Dave could not help but like the women. Sarah Beth was gracious, Myrtle vivacious and Mary patient. They seemed sincere in their interest in his family, but he did not understand why.
“Aunt Myrtle,” Sarah Beth said, “You may now explain why we are so enamored with Davy Crockett.”
Myrtle’s face brightened. “Our great great grandmother Harriet Goodell loved her husband very much, but she always said her first love was Davy Crockett.
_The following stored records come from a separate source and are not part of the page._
PR #1014, opened 2026-01-14
Add Support for Custom Bindings

### LINKED ISSUE #1013: Ability to include "custom" additional files
It would be nice to be able to include:

 - Additional full-fledged files (extra header files)
 - Additional code within an impl block
 - Additional code within a def block

This should be designed in such a way as to support patching in code in many different places.

tyler-zeromatter:
Closes #1013 

This is still very much a draft and open for feedback.

My TODOs:
- [x] Potential attribute re-work?
  - What limits do we impose on the attribute? 
- [x] Support def/impl block includes in C++
  - [x] Potentially add support for non-opaque def blocks
- [x] Flesh out C++ test
  - [X] File replacement
  - [x] Block replacement
- [x] Add full Nanobind support
- [x] Extend C++ test to Nanobind
- [x] Pass all tests

### DIFF
--- a/README.md
+++ b/README.md
@@ -1,5 +1,5 @@
 # Diplomat
-Diplomat is an experimental Rust tool for generating FFI definitions allowing many other languages to call Rust code. With Diplomat, you can simply define Rust APIs to be exposed over FFI and get high-level C, C++, and JavaScript bindings automatically!
+Diplomat is a Rust tool for generating FFI definitions allowing many other languages to call Rust code. With Diplomat, you can simply define Rust APIs to be exposed over FFI and get high-level C, C++, and JavaScript bindings automatically!
 
 Diplomat supports generating bindings from Rust to:
 - C
--- a/tool/src/kotlin/formatter.rs
+++ b/tool/src/kotlin/formatter.rs
@@ -179,8 +179,8 @@ impl<'tcx> KotlinFormatter<'tcx> {
             panic!("Trait methods need a name");
         }
         let name = method.name.clone().unwrap().as_str().to_lower_camel_case();
-        let name = if method.attrs.is_some() {
-            method.attrs.as_ref().unwrap().rename.apply(name.into())
+        let name = if let Some(attrs) = &method.attrs {
+            attrs.rename.apply(name.into())
         } else {
             name.into()
         };


core/src/hir/attrs.rs
```diff
@@ -59,6 +60,31 @@ pub struct Attrs {
...
+    Block(String),
+    /// Include the whole file.
+    /// The implicit assumption is that the backend will scrap whatever file it was originally going to include instead.
+    File(String),
+}
+
+/// Information specifying how a custom binding should be included.
+#[derive(Clone, Default, Debug)]
+#[non_exhaustive]
+pub struct IncludeInfo {
```
Manishearth: Please use the ontology from https://github.com/rust-diplomat/diplomat/issues/1013#issuecomment-3755100497

I think this should have an `IncludeSource { File(String), Source(String) }` and an `IncludeLocation { DefBlock, ImplBlock ,...}` and be stored in a map of location to source.

core/src/hir/attrs.rs
```diff
@@ -59,6 +63,37 @@ pub struct Attrs {
...
+#[non_exhaustive]
+#[derive(Clone, Debug, PartialEq, Eq, Hash)]
+pub enum IncludeLocation {
+    /// An extension to the definition of the class (i.e., in C++, the .d.hpp file)
+    DefBlock,
+    /// An extension to the implementation of the class (i.e., in C++, the .hpp file)
+    ImplBlock,
+    /// An overwrite of the definition of the class.
+    /// The implicit assumption is that the backend will scrap whatever file it was originally going to include instead.
+    DefFile,
```
Manishearth: I don't think these should overwrite, if we want that it should be a different option, and probably not a part of the MVP.

tyler-zeromatter: Sounds good, the examples I'm using anyways don't require an overwrite, so I will scrap this.

core/src/hir/attrs.rs
```diff
@@ -59,6 +63,31 @@ pub struct Attrs {
     pub generate_mocking_interface: bool,
     /// From #[diplomat::attr()]. If true, Diplomat will check that this struct has the same memory layout in backends which support it. Allows this struct to be used in slices ([`super::Slice::Struct`]) and to be borrowed in function parameters.
     pub abi_compatible: bool,
+
+    /// Information on if a type declaration/impl block has custom bindings, and if so, what kind.
```
Manishearth, line 67: nit: I'd call this "custom extra code" and the field name `custom_extra_code`, here and everywhere.

These aren't necessarily bindings.

core/src/hir/attrs.rs
```diff
@@ -389,9 +418,80 @@ impl Attrs {
                             }
                             this.abi_compatible = true;
                         }
+                        "include" => {
+                            let mut source: Option<IncludeSource> = None;
```
Manishearth: issue: please separate out parsing code. See how it's been done for SpecialMethod.

core/src/hir/attrs.rs
```diff
@@ -389,9 +418,80 @@ impl Attrs {
...
+                                errors.push(LoweringError::Other(format!(
+                                    "Error parsing `{}`: {e}",
+                                    attr.meta.to_token_stream()
+                                )));
+                                continue;
+                            }
+
+                            match (&location, &source) {
+                                (Some(l), Some(s)) => {
+                                    this.binding_includes.insert(l.clone(), s.clone());
```
Manishearth: nit: should error on duplicate includes, OR should store as a `Vec<CustomCodeInclude>` and allow duplicates

tool/src/config.rs
```diff
@@ -17,6 +21,8 @@ pub struct SharedConfig {
     /// Whether or not callbacks support references in parameters. This is unsafe: you need to be careful to not
     /// retain these references on the foreign side.
     pub unsafe_references_in_callbacks: Option<bool>,
+    /// The folder to pull custom bindings from. Defaults to the lib.rs folder.
+    pub custom_binding_location: PathBuf,
```
Manishearth: name here too

tool/src/cpp/mod.rs
```diff
@@ -111,10 +114,19 @@ pub(crate) fn run<'tcx>(
         };
         context.impl_header.decl_include = Some(decl_header_path.clone());
 
+        let block_source = if let Some(s) = ty_attrs
```
Manishearth: issue: this code is the responsibility of the individual `gen` calls.

We should write a separate function called `gen_custom_extra_code`, and call it in each of the four functions.

tool/src/cpp/mod.rs
```diff
@@ -132,6 +144,16 @@ pub(crate) fn run<'tcx>(
         context.impl_header.includes.remove(&*impl_header_path);
         context.impl_header.includes.remove(&*decl_header_path);
 
+        // Decl headers require some more special logic, but we can write to the impl header body directly:
+        if let Some(s) = ty_attrs
```
Manishearth: issue: same for impl stuff

tool/src/nanobind/mod.rs
```diff
@@ -174,6 +180,14 @@ pub(crate) fn run<'cx>(
         }
         drop(guard);
 
+        let binding_info = &ty.attrs().binding_includes;
+
+        if let Some(s) = binding_info.get(&hir::IncludeLocation::InitializationBlock) {
```
Manishearth: issue: same here.

tool/src/cpp/mod.rs
Manishearth: My reasoning is that this should be a part of the template, and should be possible to move around per-type.

Also, with the current code, this only works for opaques, which is an unnecessary restriction.

tool/templates/cpp/opaque_decl.h.jinja
```diff
@@ -34,6 +34,9 @@ private:
     {{type_name_unnamespaced}} operator=({{const_ref}}) = delete;
     {{type_name_unnamespaced}} operator=({{move_ref}}) noexcept = delete;
     static void operator delete[](void*, size_t) = delete;
+{% if !def_block.is_empty() %}
+{{ def_block }}
```
Manishearth: issue: I'd call the variable `extra_def_code` to make it clear that it's extra

core/src/hir/attrs.rs
```diff
@@ -419,70 +487,15 @@ impl Attrs {
                             this.abi_compatible = true;
                         }
                         "include" => {
```
Manishearth: The attribute itself should also be `custom_extra_code` i think.

`include` is rather C++ specific IMO.

Manishearth: Thanks, this is much easier to review now

tyler-zeromatter:
Currently blocked by https://github.com/rust-diplomat/diplomat/pull/1018

Manishearth (approved):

“Her maiden name was Griffith, and her father Elijah was a prominent hat maker in Christiansburg, Virginia, in early eighteen hundred. Harriet’s mother died when she was twelve, leaving her to be mistress of the house. Apprentices came and went. All that changed one day when this handsome boy with beautiful red cheeks wandered into town. Harriet convinced her father to take him on as an apprentice.” She paused for emphasis. “And that young man was Davy Crockett. Smart as a tack, he picked up on learning the trade quickly, but he could not read, write or do his numbers. Harriet took it upon herself to teach him everything a child should learn in school, for, evidently, Davy had not gone to a real school a day in his life. That boy, as you probably know, came from a family in the depths of poverty.
“He lived and worked with Harriet and her father for almost two years, and during that time he learned to read, write and do arithmetic as good as anyone. Harriet said she thought he was a genius to have overcome all those obstacles to do what he did. Of course, during that time Harriet and Davy fell in love. By all accounts she was beautiful with golden ringlets, and, of course, he was extremely handsome. There was talk of marriage and Davy’s taking over the family business, but history had to run its course. Davy Crockett could not stay in a small Virginia town married to a hatter’s daughter. He was destined for greatness, and Harriet married Charles Goodell, who owned the local general store.” Myrtle’s face saddened. “They did not live happily ever after, but very few of us do.”